# Anti theft locks



## Iain G (29 Oct 2012)

I'm having a recumbent trike built with 1 wheel at the front & 2 at the back & I need a good theft proof lock for it. Any advice on what type is best & proven products please? Thanks Iain


----------



## Mr Haematocrit (29 Oct 2012)

I personally do not think any lock is really secure, I view them as a visual deterrent as much as anything. I personally use big motorcycle locks and chains


----------



## Iain G (29 Oct 2012)

I've got no experiance with any decent bicycle locks so the first thing I thought of was motorbike locks too as their hefty enough


----------



## Iain G (29 Oct 2012)

are brake disc locks any good? obviously you can pick the bike up but I've spotted a few alarmed ones I thought I could use them as a space saving secondary lock


----------



## Night Train (30 Oct 2012)

I always secure my bike to something solid and immovable, like a decent bike rack or lamp post, though a pile of bikes all locked together would do if I had no option. I wouldn't trust it if it could be carried away, no matter how noisy an alarm was.

I use an Abus Granit Extreme.






I also have an Abus disc lock and chain adjusted to form a loose noose at one end and a tight locked noose at the other end.





I also have an Abus Granit Quick 37 with an Oxford Monster 14mm chain.









Over kill and over weight perhaps but I can select one, or two, to take depending on need. (I originally got that lot when I had a costly motorbike, hence my user name. Motorbike then sold and a workshop built with the proceeds.)

With some of my bikes losing the lock would be a bigger financial hit then losing the bike!


Often I just have a cheap and light weight 4 digit combination cable lock fed through the wheels and frame and around something solid, and also a cheap D lock for speed, and I keep the bike in sight.


----------



## Iain G (30 Oct 2012)

Thanks safety is the best policy. They are pricey is it a case of you get what you pay?


----------



## mrandmrspoves (30 Oct 2012)

Yes absolutely you get what you pay for...there are no bargains in cycle security. If it is cheap it probably has a very low security value.
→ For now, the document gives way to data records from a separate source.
Issue #721, opened 2015-12-09
Rename EvilHandleHack to something less scary


anntzer:
Yes, I know it's just a temporary measure and people are talking about dropping Python3.3 support.  Still it's a bit awkward when you teach biopython to beginning pythoneers (on an interactive console) and you're like "uh you got the result of the query, it says EvilHandleHack but don't worry we'll parse it and everything is fine."

peterjc:
What would you suggest instead of ``EvilHandleHack``?

And/or, how about we only use it on Python 3.3? It should no longer be needed on Python 3.4 onwards (and was never used on Python 2).

anntzer:
HandleWrapper or BiopythonHandleWrapper?
And yes, using it only on Python3.3 would also be a good alternative (because I don't think anyone is teaching beginners using 3.3(?)).

peterjc:
I hope we have hardly anyone using Python 3.3, and probably just people using a cluster or other Linux system with a relatively old distribution provided Python 3. I'll look at making that change...

peterjc:
Using ``io.TextIOWrapper`` on Python 3.4 and 3.5 isn't quite as the drop-in replacement I was hoping for based on ``test_Entrez_only.py``, but this is something we've essentially postponed fixing properly.

At very least we'll have to manually propagate the useful ``.url`` attribute, but that's easy enough.

peterjc:
Marking as fixed now that this will only be used on Python 3.3.

We're deprecating Python 3.3 support as of Biopython 1.67 https://github.com/biopython/biopython/commit/d183e6ed5e23dd6399759c0f73011e84ebe03954 so I think on balance there is little to gain from also renaming ``EvilHandleHack`` since hopefully hardly anyone will see it as Python 3.3 usage dwindles.

Also it is likely that ``Bio.Entrez`` will start returning an ``UndoHandle`` wrapper anyway in order to catch some of the more common poorly-handled NCBI errors, see #515.

Issue #713, opened 2015-12-05
Return bytes or unicode from Bio.SeqIO index get_raw


tiagoantao:
There are 2 problems with that file:

- The code does not work on Python 3

```python
for acc in ["P33487", "P19801", "P13689", "Q8JZQ5", "Q9TRC7"]:
     handle.write(uniprot.get_raw(acc))
```

This would work:

handle.write(uniprot.get_raw(acc).decode('utf-8'))

- The required download and decompression is massive 

ftp://ftp.uniprot.org/pub/databases/uniprot/current_release/knowledgebase/complete/uniprot_sprot.dat.gz

peterjc:
Yes, the sample data is large - but it is a real world example. The full snippet:

```
\begin{verbatim}
>>> from Bio import SeqIO
>>> uniprot = SeqIO.index("uniprot_sprot.dat", "swiss")
>>> handle = open("selected.dat", "w")
>>> for acc in ["P33487", "P19801", "P13689", "Q8JZQ5", "Q9TRC7"]:
...     handle.write(uniprot.get_raw(acc))
>>> handle.close()
\end{verbatim}
```

There is a design problem here: We index both binary and text files, so is it acceptable under Python 3 that ``.get_raw(...)`` return bytes for binary files (e.g. ``format="sff"``) and unicode for text files (e.g. ``format="swiss"``)? Or, should it always return bytes? It looks like right now it may be inconsistent - we need more test coverage here.

Likewise for the ``SeqRecord`` object ``.format(...)`` method - should ``.format("sff")`` return bytes while ``.format("swiss")`` returns unicode?

I'm going to retitle the issue to focus on this.

peterjc:
See also #723 which touches on the bytes/unicode problem from a more general perspective: Most of our parsers are text based and so want unicode strings under Python 3. We have a few explicitly binary formats like the SFF parser. However, even on non-binary formats, there are a few cases like the ``Bio.Entrez`` expat based XML parser, and the ``SeqIO`` indexing which still use byte handles.

peterjc:
Thanking about this I think we need two district methods here in the ``Bio.SeqIO`` and ``Bio.SearchIO`` indexers, what do you think of these options @tiagoantao and @bow:

* Deprecate ``get_raw(key)``, add ``get_raw_bytes(key)`` (available for all file formats) and ``get_raw_text(key)`` (only for plain text formats).
[...]

PR #723, opened 2015-12-09
Only use EvilHandleHack on Python 3.3

peterjc:
As discussed on #721, we should phase out the ``EvilHandleHack`` which was created to work around bugs in the Python 3.0 to 3.3 ``io.TextIOWrapper`` class. We still currently support Python 3.3, which means it is the only version of Python where we need this hack.

I've been primarily using ``test_Entrez_online.py`` for this - note the TravisCI tests are run with ``--offline`` so will not cover these changes.

### DIFF
--- a/Bio/Entrez/Parser.py
+++ b/Bio/Entrez/Parser.py
@@ -207,6 +207,8 @@ class DataHandler(object):
         # expects binary data
         if handle.__class__.__name__ == 'EvilHandleHack':
             handle = handle._handle
+        if handle.__class__.__name__ == 'TextIOWrapper':
+            handle = handle.buffer
         if hasattr(handle, "closed") and handle.closed:
             # Should avoid a possible Segmentation Fault, see:
             # http://bugs.python.org/issue4877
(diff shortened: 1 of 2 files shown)


peterjc:
I regard the QuantifiedCode complaint about an empty exception handler as harmless, i.e. this bit:

```
            try:
                # If wrapping an online handle, this this is nice to have:
                wrapped.url = handle.url
            except AttributeError:
                pass
```

We do that already in the ``EvilHandleHack``.

peterjc:
@tiagoantao @mdehoon Could one of you review this please? Its important for ``Bio.Entrez`` and Python 2/3 and bytes/unicode (which I know Tiago has been looking at).

peterjc:
I am happy to ignore the QualifiedCode complaint here.

peterjc:
Belatedly close this issue, changes applied to master - see #713

peterjc:
It looks like I must have merged this locally, but never pushed it to the official repository (in any case, the fix is not on the master branch yet)...

peterjc:
Actually applied to the official repository now:
59c765604c4eb38dd5fd806c195fc49f039f61b9
a6df8f57f929f556f06fcc6b0c90a3818a53623d
4bd897281900e2129a5dc5d042f6a8b81593913f

PR #724, opened 2015-12-09
fix misspellings as spotted by codespell.py

carlosp420:
https://github.com/lucasdemarchi/codespell


peterjc:
Merged as https://github.com/biopython/biopython/commit/561d506db4e5b8895d470e26f3cdc90581968303 - thanks.

PR #726, opened 2015-12-11
Bio.Phylo JSON tree format

iosonofabio:
JSON is a standard file format for web application and it supports tree structures well.

This PR is aimed at developing import/export of JSON format for phylogenetic trees in Bio.Phylo. The basic idea is to have recursive "children" nodes with metadata and an optional top layer with tree metadata:

``` JSON
{
 "name": "myTree",
 "tree": {
  "name": "root",
  "children": [
   {"name": "leaf1", "branch_length": 0.01},
   {"name": "leaf2", "branch_length": 0.02}
  ]
 }
}
```
## Rationale

The main target for JSON export is web applications and JavaScript in general. Because web applications tend to be time-consuming enterprises, people need maximal flexibility for our export to JSON. For this reason:
- the key name "children" can be changed at runtime to whatever (e.g. "clades")
- the top layer can be stripped away
- arbitrary metadata can be attached to nodes and to the top tree object
## Code description

Instead of reinventing the wheel, I used the built-in Python `json` module that seamlessly converts between Python dictionaries and JSON. So for export I first convert a `Bio.Phylo.BaseTree` into a nested dictionary and then to JSON via the `json` module. Importing works in the opposite way.

**Note**: the code is not complete yet, please comment so we can polish it.

### DIFF
--- a/Bio/Phylo/JSONIO.py
+++ b/Bio/Phylo/JSONIO.py
@@ -1,0 +1,139 @@
+# Copyright (C) 2015 by Fabio Zanini (fabio.zanini __AT__ fastmail.fm)
+# Based on Bio.Phylo.NewickIO, Copyright (C) 2009 by Eric Talevich (eric.talevich@gmail.com)
+
+from __future__ import print_function
+from Bio.Phylo import Tree
+
+
+# ---------------------------------------------------------
+# Public API
+def parse(handle, **kwargs):
+    """Parse a tree in JSON format
+
+    :returns: a generator to a Bio.Phylo.Tree object.
+    """
+    return Parser(handle).parse(**kwargs)
+
+
+def write(tree, handle, indent=2, **kwargs):
+    """Write a tree in JSON format to the given file handle."""
+    return Writer(tree).write(handle, indent, **kwargs)
+
+
+# ---------------------------------------------------------
+# Input
+class Parser(object):
+    """Parse a JSON tree given a file handle.
+
+    Based on the Newick parser.
+    """
+
+    def __init__(self, handle):
+        self.handle = handle
+
+    @classmethod
+    def from_string(cls, treetext):
+        handle = StringIO(treetext)
+        return cls(handle)
+
+
+    def parse(self, **kwargs):
+        yield self.read(**kwargs)
+        
+
+    def read(self,
+             children_attrname="children",
+             metadata_nodes={'name': str, 'default': str},
+             metadata_tree={'name': str, 'default': str}):
+        import json
+
+        def node_from_json(node_dict, node):
+            for attr in node_dict:
+                if (children_attrname != 'clades') and (attr == 'clades'):
+                    print('"Clades" metadata conflicts with Biopython, skipping')
+                    continue
+
+                if attr != children_attrname:
+                    if attr in metadata_nodes:
+                        fmt = metadata_nodes[attr]
+                        setattr(node, attr, fmt(node_dict[attr]))
+                        continue
+
+                    fmt = metadata_nodes['default']
+                    try:
+                        setattr(node, attr, fmt(node_dict[attr]))
+                    except:
+                        setattr(node, attr, node_dict[attr])
+
+                else:
+                    for child_dict in node_dict[attr]:
+                        child = Phylo.BaseTree.Clade()
+                        node.clades.append(child)
+                        node_from_json(child_dict, child)
+
+        tree_dict = json.load(handle)
+        tree = Phylo.BaseTree.Tree()
+
+        if 'tree' in tree_dict:
+            root_dict = tree_dict['tree']
+            for attr in tree_dict:
+                if attr == 'tree':
+                    continue
+                if attr in metadata_tree:
+                    fmt = metadata_tree[fmt]
+                    setattr(tree, attr, fmt(tree_dict[attr]))
+                    continue
+                fmt = metadata_tree['default']
+                try:
+                    setattr(tree, attr, fmt(tree_dict[attr]))
+                except:
+                    setattr(tree, attr, tree_dict[attr])
+
+        else:
+            root_dict = tree_dict
+
+        node_from_json(root_dict, tree.root)
+        return tree
+
+
+# ---------------------------------------------------------
+# Output
+class Writer(object):
+
+    def __init__(self, tree):
+        self.tree = tree
+
+
+    def write(self, handle, indent, **kwargs):
+        """Write this instance's tree to a file handle."""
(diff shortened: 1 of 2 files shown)


peterjc:
See discussion on the mailing list, http://lists.open-bio.org/pipermail/biopython-dev/2015-December/021235.html - in particular my concern shared by @cjfields and @etal that we do not want to try to unilaterally invent a Biopython specific JSON phylogenetic representation (see eg http://www.slideshare.net/dullhunk/the-seven-deadly-sins-of-bioinformatics/ Carole Goble (BOSC 2007) *The Seven Deadly Sins of Bioinformatics*). If there is an existing JSON representation we should follow that.

This was also forwarded to the BioJS group https://groups.google.com/forum/#!topic/biojs/gcHHjq1jV1s but thus the most useful replies have been off list.

Fabio started a new thread at http://lists.open-bio.org/pipermail/biopython-dev/2015-December/021244.html

iosonofabio:
Thanks Peter for coordinating this. Nobody wants to reinvent anything. AFAIK the format specified above is the only "standard", but I might be wrong.

I am opinionated about only one thing: I refuse to force metadata/attributes such as names, branch lengths, or similia. One of JSON's advantages is that it's human readable, and if someone just wants a sleek, minimal tree they should not be forced to wade across jungles of empty attributes, e.g.:
```JSON
{
 "name": "myTree",
 "creationDate": "undefined",
 "modifyDate": "undefined",
 "rooted": "undefined",
 "tree": {
  "name": "undefined",
  "branch_length": 0,
  "isSpeciation": "undefined",
  "children": [
   {"name": "undefined", "branch_length": 0.01, "isSpeciation": "undefined"},
   {"name": "undefined", "branch_length": 0.02, "isSpeciation": "undefined"}
  ]
 }
}
```
instead of
```JSON
{"children": [
 {"branch_length": 0.01},
 {"branch_length": 0.02}
 ]
}
```

rneher:
https://github.com/blab/nextflu (http://nextflu.org) uses pretty much exactly what @iosonofabio is proposing.

peterjc:
Would these representations have the same ambiguities about branch support (associating with the split, versus a node) seen in Newick? See #745.

iosonofabio:
not quite sure what you mean here.

Although trees can be rooted or unrooted, most practical implementation are de facto rooted (including Bio.Phylo.BaseTree) for convenience. Given a rooted tree, for each node except the root there is one and only one edge that runs *into* the node (from the root, that is), so associating properties with the node or with the unique edge running into it is the same exact thing...

peterjc:
That's exactly the problem raised in http://biorxiv.org/content/early/2015/12/31/035360 - any edge has two nodes associated with it. As soon as you reroot a tree, the node "into" an edge can change into the "out" node, meaning the bootstrap could not be associated with the wrong edge/split.

If the bootstraps can be recorded in the file format against the edge itself (or split, if you prefer that terminology) this ambiguity goes away.

rneher:
Thanks for clarifying this. My take is that this is a problem with with rerooting (i.e. flipping edges) and the internal representation of the tree in the viewer or biopython, rather than with the file format. I think Bio.Phylo.BaseTree.root_with_outgroup fails to do this correctly (at least confidence values aren't touched as far as I can tell). 

When saving a rerooted tree as newick, labels would need to change such that support values are associated with the correct edge. When saving a rerooted as json, the support field would also need to change, but one wouldn't need to mess with the node names/labels.

iosonofabio:
I agree with Richard. Of course, storing edges and nodes separately would be a cleaner design, but `Bio.Phylo.BaseTree` only stores nodes - and luckily so: I have worked with explicit edges in the past, the bookkeeping rapidly becomes a nightmare.

Now given this informal (but convenient and efficient) representation, it is the job of the rerooting algorithm to swap all edge-related properties such as support. Of course, it would be nice if:
- Biopython had a way of flagging such properties that need swapping under rerooting, or
- that could be an option to the reroot function,

but either way that's not the topic of this PR.

So overall JSON or newick are neither more nor less informal than the underlying `Bio.Phylo.BaseTree` representation. A Biopython tree is internally rooted and keeps so during file I/O.

peterjc:
The topic here is a JSON based tree file format - and I'm asking if that could avoid the boot strap support ambiguity problem in Newick (regardless of what ``Bio.Phylo.BaseTree`` currently does)?

rneher:
short of coming up with a flat format of separate nodes and edges, one could do one of the following to resolve the ambiguity.

  * include an optional field that contains names of properties of the edges, which could default to `branch_length`.   
```
{
 "name": "myTree",
 "edge_properties": ["branch_length", "support", "color",...],
 "tree": {
    "name": "root",
    "children": [
            {"name": "leaf1", "branch_length": 0.01},
            {"name": "leaf2", "branch_length": 0.02}
          ]
      }
}
```
 * have explicit edge properties for each node. 
```
{
 "name": "myTree",
 "tree": {
    "name": "root",
    "edge_properties": {"branch_length":0.01, "support":0.99, "color",...},
    "children": [
            {"name": "leaf1", "edge_properties": {"branch_length":0.01, "support":0.99, "color",...},},
            {"name": "leaf2", "edge_properties": {"branch_length":0.01, "support":0.99, "color",...},}
          ]
      }
}
```
The second likely produces all kinds of incompatibilities. I'd prefer the former.

cjfields:
I think the distinction @peterjc is making is important.  Essentially this is a new format, if I'm not mistaken. Should it be driven by fitting to a specific implementation (which based on comments may have underlying problematic assumptions) or try to deal with other issues such as the one he raised, and have the implementation adapt to it?

If the latter it could start with a biopython implementation but probably have a life outside biopython as well.  Tying it to a specific implementation OTOH may limit its use.

iosonofabio:
I agree with @peterjc and @cjfields: this is a valid point which is currently broken in `Bio.Phylo.BaseTree` and ambiguous in newick, and we should not propagate that kind of issue to a new format.

@rneher 's first proposal is easy to implement, fast to parse, and human-readable, I am in favour. I also think `Bio.Phylo.BaseTree` could follow the same principle to guide the rerooting function, i.e. a tree-wide list of "edge properties" that need to be switched on rerooting. Sounds simple and functional. In this sense, we would solve the issue in the JSON format first and the Biopython implementation would follow.

I am in general against storing separate nodes and edges because, although it is the best format on paper, it is a nightmare for both computers and humans to parse and write.

peterjc:
As far as I know, a JSON phylogeny tree format never caught on (but I could easily have missed such news), so I am going to close this stale PR.

PR #727, opened 2015-12-14
Added 'simple_consensus' as a modification of 'dumb_consensus' with tests

fjossandon:
As discussed in the previous pull request #725 , I created `simple_consensus` at AlignInfo, which count all sequences when getting residue percents, so single insertions are not treated the same way than very conserved strings by the threshold value. Also updated test_align.py to include a test for it.

Cheers,


fjossandon:
I wanted to comment that the issues that QuantifiedCode complains is "Prefer `format()` over string interpolation operator", which is everywhere in the "test_align.py" file and not just my additions. Also saw that other pull requests are marked as fail ('X') only for that, maybe that rule is too strict?

On the other hand, the build and tests pass fine.

peterjc:
Don't worry too much about QuantifiedCode - as you've noticed, it complains a lot about the existing code too. We've only recently started looking at this tool...

Issue #714, opened 2015-12-05
Update tutorial SeqIO.index_db GenBank example gbvlr01.seq etc


tiagoantao:
The code will not work:

 print(gb_vrl["GQ333173.1"].description)

as the database on genbank is now a different one

tiagoantao:
This would probably work if the complete database is downloaded (not only 16 files)

peterjc:
i.e. This example:

```

\begin{verbatim}
>>> from Bio import SeqIO
>>> files = ["gbvrl%i.seq" % (i+1) for i in range(16)]
>>> gb_vrl = SeqIO.index_db("gbvrl.idx", files, "genbank")
>>> print("%i sequences indexed" % len(gb_vrl))
958086 sequences indexed
\end{verbatim}

...

\begin{verbatim}
>>> print(gb_vrl["GQ333173.1"].description)
HIV-1 isolate F12279A1 from Uganda gag protein (gag) gene, partial cds.
\end{verbatim}
```

There are currently 38 chunks, not 16. This ought to be a small change to the example, and the wording could be clarified to help the reader take the likely growth of the database into consideration.

(Is there a smaller more static set of GenBank files we could use instead?)

PR #728, opened 2015-12-14
Update GenBank virus SeqIO.index_db example in Tutorial

peterjc:
This should address GitHub issue #714.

It's very easy to pick a locked bike up, throw it in a van and then sort the lock out later - so even a good lock has limited value unless the bike is secured to something immovable such as railings. Don't make the mistake of leaving your bike unlocked in your shed or garage either.... lots are stolen that way. There's a security rating system for bike locks called Sold Secure where the best security is rated Gold. A search of eBay or Amazon for Sold Secure Gold will give you a range of results. Bulldog are amongst the cheaper brands for Gold rated products.


----------



## byegad (30 Oct 2012)

As has been said, if Bill the Burglar really wants _your_ trike they will get it. No matter what you do this applies. BUT you can make it difficult for them and, has been said above, the more expensive, and usually heavier the lock the more secure your trike will be.


----------



## Scoosh (30 Oct 2012)

I have heard it said that, as a rule of thumb, you should spend approx 10% of the value of your bike/trike on a lock.


----------



## Iain G (30 Oct 2012)

£900 on locks


----------



## Iain G (30 Oct 2012)

I might go for the Oxford Monster Chain 14mm x 1.5m as it looks pretty thick & solid on the photo's. This one looks good for £40 http://www.ebay.co.uk/itm/ROCKSOLID...15?pt=UK_Motorcycle_Parts&hash=item4168eeb7c3


----------



## Night Train (30 Oct 2012)

You also want to think about how you are going to carry the security device. If it is awkward it is more likely to be left at home for something easier to carry.


----------



## Iain G (30 Oct 2012)

The Daddy of all http://www.yanchor.com/profile.html unfortunately you'd probably have to invest in a trailer to carry the bloody thing


----------



## Mr Haematocrit (30 Oct 2012)

Have a look at hip locks, I think they are a reasonably practical lock for taking out in public, when at home use big damn locks and chains


----------



## Trail Child (30 Oct 2012)

I'm personally thinking of upgrading to a Kryptonite NY Fahgettaboudit u-lock. It's rated higher than the Magnum lock I have now.


----------



## Tigerbiten (30 Oct 2012)

I tend to use 3 locks on my tadpole trike and trailer.
Front:- Cable and padlock. From right front wheel to chainguard. Very visable and easy to fit around a post. Becuase the padlock is on the chainguard, even if the cable is cut it is still attached to the trike making it hard to pedal. This is the lock I alway use for quick stops.
Middle:- D lock through the back frame and wheel. Least visible but hardest to remove. As I've a Rolhoff in the back wheel I don't want it to go walkabout ... 
Back:- Mid quality cable lock. Locking trailer box and wheel together. Lightest lock so most easily cut. So used more as visual deterent.
At night it's left behind the alarms where I used to work, so no real worries about it going walkabout then.
I work on the principal if I leave it locked up well, then if it gets nicked then its being nicked to order so nothing I do is really going to stop the thief.


----------



## Iain G (30 Oct 2012)

After taking the advice of sold sercure gold standard I think I'm going to go for these http://www.oxford-shop.co.uk/item3382.htm & with 2 of these anchors http://www.amazon.co.uk/Oxford-Terr...V3W4/ref=sr_1_1?ie=UTF8&qid=1351636878&sr=8-1
I'm after hardcore but affordable any opinions on either of the one's I've posted or something else is much appreciated thanks


----------



## Night Train (31 Oct 2012)

Iain G said:


> After taking the advice of sold sercure gold standard I think I'm going to go for these http://www.oxford-shop.co.uk/item3382.htm & with 2 of these anchors http://www.amazon.co.uk/Oxford-Terr...V3W4/ref=sr_1_1?ie=UTF8&qid=1351636878&sr=8-1
> I'm after hardcore but affordable any opinions on either of the one's I've posted or something else is much appreciated thanks


That lock should be ok. The lock that came with my Oxford chain was one of those using cylindrical keys, and I found out shortly after that they were easy to pick with a Bic pen tube IIRC.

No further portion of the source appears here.